Coinbase dominates as America’s largest cryptocurrency exchange. Its revenue hinges on trading fees from Bitcoin and Ethereum transactions. Meanwhile, Strategy, once a software firm, now holds billions in Bitcoin, making it a crypto proxy. Both stocks ride waves of market sentiment, bullish or bearish.
This week, their fates intertwined with geopolitics. Trump’s tariff freeze eased economic anxieties, reviving interest in volatile assets. Following this, crypto markets roared back to life.
90 Day Tariff Relief
On April 9, Trump announced a 90-day halt on tariffs for most nations, excluding China. Rates dropped to 10%, reversing prior escalations. Markets erupted in relief. The S&P 500 surged 12%, its best day since 2008. The Dow jumped nearly 3,000 points.
Investors, fearing inflation and recession days prior, scrambled into equities. Risk appetite rebounded, propelling crypto assets. Bitcoin climbed 7%, breaching $82,000. “The tariff pause was a lifeline,” said one analyst. “It signalled temporary stability.”

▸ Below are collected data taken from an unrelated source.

PR #7380, opened 2024-04-10
Update paulmann.ts with Smart switch 4 (Model: 501.37)

thomasm54:


src/devices/paulmann.ts
```diff
@@ -6,6 +6,17 @@ import {light, onOff} from '../lib/modernExtend';
 const e = exposes.presets;
 
 const definitions: Definition[] = [
+    {
+        zigbeeModel: ['501.37'],
+        model: '501.37',
+        vendor: 'Paulmann',
+        description: 'Smart switch 4 buttons white',
+        fromZigbee: [fz.command_on, fz.command_off, fz.battery, fz.command_move, fz.command_stop],
```
Koenkk, line 14: Can you convert this to modern extend?

Example:

https://github.com/Koenkk/zigbee-herdsman-converters/blob/a0a1bff6e4b39d30fcb1a516dcefc791a0900dc9/src/devices/ikea.ts#L780

Koenkk: I see now that it will not fully work, so will merge this, thanks!

thomasm54: ok, thanks!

Bitcoin’s Rally Powers Strategy’s Leap
Strategy’s stock mirrors Bitcoin’s volatility. The firm holds over 300,000 BTC, worth billions. When Bitcoin plunged to $75,000 earlier in April, Strategy faced $5.9 billion in unrealised losses. Thursday’s rebound changed everything.
Bitcoin’s 7% spike lifted Strategy’s shares 25% intraday. By close, gains settled at 24.76%, hitting $296.86. Investors bet Bitcoin would stay resilient amid trade calm. “Strategy’s tied to crypto’s heartbeat,” noted a trader. “This rally was inevitable.”
Why is Coinbase up?
Coinbase thrives when markets churn. Thursday’s trading volumes spiked as investors rushed back. Shares leaped 21% intraday, closing 19% higher. Fees from Bitcoin and Ethereum trades drive its revenue, making sentiment shifts critical.
“Coinbase is the gateway for crypto exposure,” said an economist. “When fear fades, traders flock in.” The tariff pause provided that clarity. Retail and institutional activity surged, cementing the stock’s rebound.
Broader Market Rebound and Lingering Risks
The tariff reversal halted a brutal sell-off. Earlier in April, Trump’s initial tariffs spooked markets, dragging down tech and crypto stocks. Yet Thursday’s U-turn offered some relief, though risks remain.
China tariffs escalated to 125%, threatening global supply chains. Additionally, the 90-day pause isn’t permanent. “This is a ceasefire, not peace,” warned a strategist. Volatility could return if tensions flare post-July.
What Lies Ahead for Crypto Stocks?
Social media buzzed with excitement. Posts hailed Strategy’s 24% gain and Coinbase’s resilience. However, questions loom: Can Bitcoin hold $80,000? Will tariffs resurge?
Analysts urge caution. “Crypto stocks are weathervanes,” said one expert. “They’ll swing with every headline.” For now, investors relish the rally but brace for turbulence. The market’s next move hinges on Washington’s decisions.
A Temporary Stop or Lasting Shift?
Thursday’s rally showcased crypto’s sensitivity to policy. Coinbase and Strategy reaped double-digit gains, supported by Bitcoin’s bounce. Yet the tariff pause merely delayed broader trade battles.
While markets cheer the rebound, its longevity remains uncertain. For crypto investors, the message is clear: Enjoy the surge, but stay buckled up. The next twist could come swiftly.